Holographic proofs: keeping computers and mathematicians honest

Science News, June 6, 1992 by Ivars Peterson

The "clique" problem, in which one has to find -- given a long list of people and their friendships - the largest group of people in which everyone in the group likes everyone else in the group, represents a typical example. Computer scientists have proved that a variety of other important problems that involve searching for optimal strategies in the face of a large number of choices or possibilities have the same level of difficulty.

Formulated by Lund, Szegedy, Rajeev Motwani of Stanford University, and Sanjeev Arora and Madhu Sudan, both students at Berkeley, the latest result proves that for a significant group of such hard optimization problems, one cannot guarantee finding even an approximate answer within a reasonable time. For these cases, it's no easier to find approximate solutions than to find the exact answers.

"This [result] doesn't help you do anything. It doesn't give you a new algorithm to do something faster," says David S. Johnson of Bell Labs. "It helps you by telling you what you can do and what you cannot expect to do."

"What's exciting is that you get [insights] relevant to real-world problems... out of highly theoretical, flights-of-fancy considerations," he adds.

After the breath-taking ride of recent years from one surprising insight to another, computer scientists still face a host of unanswered questions. The latest results on the difficulty of efficiently arriving at approximate solutions apply to only a portion of the hard optimization problems that computer scientists face in handling everything from airline schedules to telephone networks. It still leaves the feasibility and efficiency of many approaches unresolved.

At the same time, computer scientists are exploring what it would take to convert properly expressed mathematical proofs or computations into a transparent, or holographic, form. One difficulty stems from the great length of the transparent proof that one would typically obtain from a given formalized proof.

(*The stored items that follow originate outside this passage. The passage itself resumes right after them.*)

PR #199, opened 2022-01-07
Update WoodType.java

Shnupbups:
Now a record
Added Potted Sapling, Wood, Trapdoor, and Wall Sign
Added Crimson and Warped types

Note: breaking change as various enum methods as well as the ability to use switch are lost

### DIFF
--- a/src/main/java/xyz/nucleoid/plasmid/util/WoodType.java
+++ b/src/main/java/xyz/nucleoid/plasmid/util/WoodType.java
@@ -5,36 +5,34 @@ import net.minecraft.block.Blocks;
 import net.minecraft.item.BlockItem;
 import net.minecraft.item.Item;
 import net.minecraft.item.Items;
+import org.jetbrains.annotations.Nullable;
 
-public enum WoodType {
-    OAK(Blocks.OAK_SAPLING, Blocks.OAK_LEAVES, Blocks.OAK_LOG, Blocks.OAK_PLANKS, Blocks.OAK_SLAB, Blocks.OAK_STAIRS, Blocks.OAK_FENCE, Blocks.OAK_FENCE_GATE, Blocks.OAK_DOOR, Blocks.OAK_SIGN, Blocks.OAK_BUTTON, Blocks.OAK_PRESSURE_PLATE, Items.OAK_BOAT),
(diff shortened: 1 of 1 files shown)


Gegy:
This is definitely a welcome change. If we want this to be introduced now, we should definitely keep deprecated get methods. But I'm not sure if switching from an enum is already enough of a breaking change that we will need to postpone this to 0.6 anyway?

src/main/java/xyz/nucleoid/plasmid/util/WoodType.java
```diff
@@ -5,6 +5,7 @@
 import net.minecraft.item.BlockItem;
 import net.minecraft.item.Item;
 import net.minecraft.item.Items;
+import org.jetbrains.annotations.ApiStatus;
```
haykam821, line 8: `@Deprecated(forRemoval = true)` would be better to use.

src/main/java/xyz/nucleoid/plasmid/util/WoodType.java
```diff
@@ -5,36 +5,35 @@
...
+    public static final WoodType WARPED = register(new WoodType(Blocks.WARPED_FUNGUS, Blocks.POTTED_WARPED_FUNGUS, Blocks.WARPED_WART_BLOCK, Blocks.WARPED_STEM, Blocks.WARPED_HYPHAE, Blocks.WARPED_PLANKS, Blocks.WARPED_SLAB, Blocks.WARPED_STAIRS, Blocks.WARPED_FENCE, Blocks.WARPED_FENCE_GATE, Blocks.WARPED_DOOR, Blocks.WARPED_TRAPDOOR, Blocks.WARPED_SIGN, Blocks.WARPED_WALL_SIGN, Blocks.WARPED_BUTTON, Blocks.WARPED_PRESSURE_PLATE, null));
+
+    private static final Set<WoodType> TYPES = new HashSet<>();
+    
+    private static WoodType register(WoodType woodType) {
+        TYPES.add(woodType);
+        return woodType;
+    }
+    
+    public static Set<WoodType> values() {
```
haykam821, line 31: To match enums, this should return an array rather than a set. In addition, other enum methods are missing. Of course, this is fine if you still want to introduce breaking changes.

haykam821 (changes requested):

src/main/java/xyz/nucleoid/plasmid/util/WoodType.java
Shnupbups: Added an array version, deprecated for removal. As for other methods, not gonna implement those, so this is still a breaking change, but nonetheless this method is attempting to minimize breakage.

PR #202, opened 2022-01-08
NBT Renames

### LINKED ISSUE #198: Rename usages with legacy NBT naming
FabricMC/yarn#2090 changed most NBT names, but Plasmid did not update some names accordingly:

- `ScoreStorage` methods (`toTag`/`fromTag`)
- Map packet documentation
- Various locals and parameters

Shnupbups:
Resolves #198
Note: some things need to be renamed in Map Templates

### DIFF
--- a/src/main/java/xyz/nucleoid/plasmid/storage/ServerStorage.java
+++ b/src/main/java/xyz/nucleoid/plasmid/storage/ServerStorage.java
@@ -36,11 +36,11 @@ public interface ServerStorage {
      * Called when saving this {@link ServerStorage} to NBT.
      * @return - The serialized NBT data of this {@link ServerStorage}.
      */
-    NbtCompound toTag();
+    NbtCompound writeNbt();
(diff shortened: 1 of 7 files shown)


LambdAurora (approved):

src/main/java/xyz/nucleoid/plasmid/storage/ServerStorage.java
```diff
@@ -36,11 +36,27 @@
      * Called when saving this {@link ServerStorage} to NBT.
      * @return - The serialized NBT data of this {@link ServerStorage}.
      */
-    NbtCompound toTag();
+    NbtCompound writeNbt();
```
Gegy, line 39: This breaking might be unavoidable, given classes previously implementing this type would now no longer compile due to missing implementations for the new methods. We might only be able to get around it by making all the serialization functions default, but that's not ideal.

PR #218, opened 2022-03-15
Rename de_DE.json to de_de.json

arthurbambou:
datapacks don't support filename containing uppercase characters


Patbox:
I think this needs to be changed in weblate config, not here. Through @ashhhleyyy should know more

arthurbambou:
We already have looked into it, and it's not available from weblate itself yet.

ashhhleyyy:
Unfortunately, [weblate doesn't currently support this](https://github.com/WeblateOrg/weblate/discussions/7301), however renaming the file in the repo should cause it to be corrected in weblate too

PR #242, opened 2022-08-15
Add Spanish and Catalan translations

Londiuh:


Gegy:
Thank you so much for these translations! As @arthurbambou has added here, this should ideally go through [Weblate](https://hosted.weblate.org/projects/nucleoid/)

PR #245, opened 2022-09-01
Add the kick subcommand to the game command

haykam821:


src/main/java/xyz/nucleoid/plasmid/command/GameCommand.java
```diff
@@ -400,4 +406,29 @@ private static int listGames(CommandContext<ServerCommandSource> context) {
...
+
+        int successes = 0;
+
+        for (var target : targets) {
+            var gameSpace = GameSpaceManager.get().byPlayer(target);
+            if (gameSpace != null) {
+                var message = GameTexts.Kick.kick(source, target).formatted(Formatting.GRAY);
+                playerManager.broadcast(message, false);
+
+                Scheduler.INSTANCE.submit(server -> {
```
Gegy, line 424: Is the scheduler wrapping needed here? Command execution should all happen on the server thread.
Would also make it possible to use the result of `kick()` to count the number of players who were actually kicked

haykam821: I wrapped the kick in the scheduler to align with the leave subcommand.

Regarding feedback, I opted to not provide feedback to the executor because the kick messages would provide the information in most circumstances anyways. The success count provides the number of players kicked, though; is this inaccurate?

Gegy: Hmm, it's a bit weird that the leave command does that. Might be a bit of legacy behaviour from when everything was super tick-sensitive

The result isn't super important- I can't imagine the kick command being used from command blocks anyway, but it's nice to be truthful 😄

haykam821: I think the best strategy would be to leave the scheduler here and look into removing it in both places in a later pull request. That way, we can focus on testing, especially with minigames that might rely on the scheduler.

Gegy (approved):

PR #158, opened 2026-03-26
scylla-cdc: add internal operation types used by Alternator

QuerthDP:
Add two new `OperationType` variants with negative discriminants (-3, -4) used internally by Alternator to represent partition and row deletions in the CDC log. Explicit discriminant values are also assigned to all existing variants for clarity.

Add an `is_expiration` flag to CDCRow that indicates whether the operation was caused by a TTL expiration (i.e. the raw operation value is negative).

Fixes: VECTOR-588


QuerthDP:
Changelog:
- added `is_expiration` field to inform if the deletion came from user request or TTL expiration
- removed the new `OperationType` variants as that was breaking change, instead we use alternative on existing variants

QuerthDP:
Changelog:
- update commit message

Lorak-mmk (approved):

PR #162, opened 2026-07-06
[DO NOT REVIEW] scylla-cdc: expose consumed-window high-water mark via watch channel

QuerthDP:
# [WIP] [DO NOT REVIEW]

Add a per-stream progress reporting path and aggregate it into a global tokio::sync::watch channel accessible on CDCLogReader.

stream_reader.rs
- New pub(crate) trait StreamProgress with a single report() method. Implementors receive the fully-consumed window boundary (window_begin of the next window) as a chrono::Duration unix timestamp after every completed window and once more on clean exit.
- CDCReaderConfig gains pub(crate) window_progress: Option<Arc<dyn StreamProgress>>.
- fetch_cdc publishes the boundary at the normal advance site (lines 333-335) and again before break on clean exit so the last partial window is never silently dropped.

log_reader.rs
- GenerationProgress holds one chrono::Duration slot per reader (sentinel chrono::Duration::MIN) plus a Notify that wakes the aggregation task on any update.
- PerStreamProgressReporter implements StreamProgress and writes to its assigned slot, then fires the Notify.
- run_progress_aggregator: background task that loops on notify.notified(), computes min(positions), and sends to the global watch sender.  Runs until aborted.
- CDCReaderWorker gains window_progress_tx and aggregation_handle. On every generation transition the previous task is aborted, the global watch is reset to MIN (sentinel), a fresh GenerationProgress is built with the new reader count, and each reader is wired up with its own PerStreamProgressReporter slot.
- impl Drop for CDCReaderWorker aborts the aggregation task on exit.
- CDCLogReader gains window_progress_rx and a window_progress() accessor that returns a cloned Receiver<chrono::Duration>.
- CDCLogReaderBuilder::build creates the watch::channel(MIN) pair and threads it through.

Semantics: value is unix-time of min(consumed window boundary) across all active streams; advances toward now-safety_interval in steady state; chrono::Duration::MIN is the sentinel until the first window completes and on every generation transition.

Tests
- test_window_progress_initial_sentinel: asserts MIN immediately after build() (guards pre-first-window / empty-readers case).
- test_window_progress_advances: waits up to 30 s for the receiver to move past MIN using a 100 ms safety/sleep interval; asserts the final value is >= start_timestamp.

Fixes: VECTOR-727

### DIFF
--- a/scylla-cdc/src/log_reader.rs
+++ b/scylla-cdc/src/log_reader.rs
@@ -14,8 +14,7 @@
 
 use std::cmp::max;
 use std::sync::Arc;
-use std::time;
-use std::time::SystemTime;
+use std::time::{self, Duration, SystemTime};
 
 use anyhow;
 use futures::FutureExt;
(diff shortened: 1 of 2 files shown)


QuerthDP:
Closing as explained in: https://scylladb.atlassian.net/browse/VECTOR-727?focusedCommentId=76459

PR #164, opened 2026-07-07
treewide: format imports to one per line

QuerthDP:
Split multi-item imports across all source files to improve code readability and consistency. Each import statement now occupies its own line, following Rust formatting best practices.


Lorak-mmk:
How did you do this, and how do you plan to enforce that in the future? 

Afaik doing that requires a nightly rustfmt, which would be a pain to use by comtributors and CI.

QuerthDP:
> How did you do this, and how do you plan to enforce that in the future?

I did it semi-manually (Claude Haiku). The enforcement would be the maintainers requests to keep that style.

> Afaik doing that requires a nightly rustfmt, which would be a pain to use by comtributors and CI.

I don't want to enforce it with CI (I would but I'm afraid it's not straightforward as you said).
All the patch is is a simple style change, to improve readability in this project (which is not the best for now) so that current contributors would benefit from it.

QuerthDP:
## Motivation and value:

### Readability
 
When multiple items are imported on a single line, it's harder to scan what a module depends on at a glance. One import per line makes each dependency immediately visible without parsing brace-delimited lists.

### Cleaner diffs

Adding or removing a single import in a grouped statement touches a line shared with other items, creating noisy diffs and potential merge conflicts. With one-per-line, any change to imports is a clean single-line addition or deletion - the diff precisely reflects what changed.

### Consistency

The codebase currently has mixed style (some grouped, some flat). This patch establishes a uniform convention, reducing cognitive overhead when reading across different files.

@wprzytula please consider approving

piodul:
> > How did you do this, and how do you plan to enforce that in the future?
> 
> I did it semi-manually (Claude Haiku). The enforcement would be the maintainers requests to keep that style.
> 
> > Afaik doing that requires a nightly rustfmt, which would be a pain to use by comtributors and CI.
> 
> I don't want to enforce it with CI (I would but I'm afraid it's not straightforward as you said). All the patch is is a simple style change, to improve readability in this project (which is not the best for now) so that current contributors would benefit from it.

Readability of the imports is a rather subjective thing. I, for example, find the "one import per line" rule to be overly verbose.

My 0.02$ is that, no matter what we choose, we should be consistent in using one style and enforce it. The current formatting style wins in my opinion because rustfmt in the stable toolchain supports it so 1) it is easy to enforce (compared to nightly, as @Lorak-mmk pointed out) and 2) most developers will be familiar with this style.

If you want to improve readability, I think it is better to concentrate on other things that are not as easy to resolve mechanically: code structure, naming, documentation, etc.

Lorak-mmk:
> The current formatting style wins in my opinion because rustfmt in the stable toolchain supports it 

Afaik rustfmt stable isn't able to enforce any one style.

> Readability of the imports is a rather subjective thing. I, for example, find the "one import per line" rule to be overly verbose.

I don't find either style much greather than others (any I myself don't much care for readability of imports)).
One argument that convinces me for one-import-per-line is solving merge conflicts: there should be much less of them with this style, and import conflicts are vast majority of merge conflicts in Rust in my experience.

wprzytula (approved):
The argument of reducing number of merge conflicts convinced me.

"We are trying to reduce that size, and once we reduce it to a reasonable level, one would hope that practical applications could be found," Babai says.

Anyone hoping to apply this technique to a real mathematical proof, written initially in a human language, would have to find a way of translating it into a formal language based explicitly on the rules of logic. Only then could the proof be transformed into its transparent guise. At the same time, checking that a large computer system is doing what it's supposed to do is limited by the difficulty of accurately specifying a program's or computer system's objectives.

More immediate practical benefits may lie in the application of Blum's program-checking schemes to computer calculations. With such methods, even in bug-infested computer systems, one can obtain an ironclad guarantee that particular answers are really correct.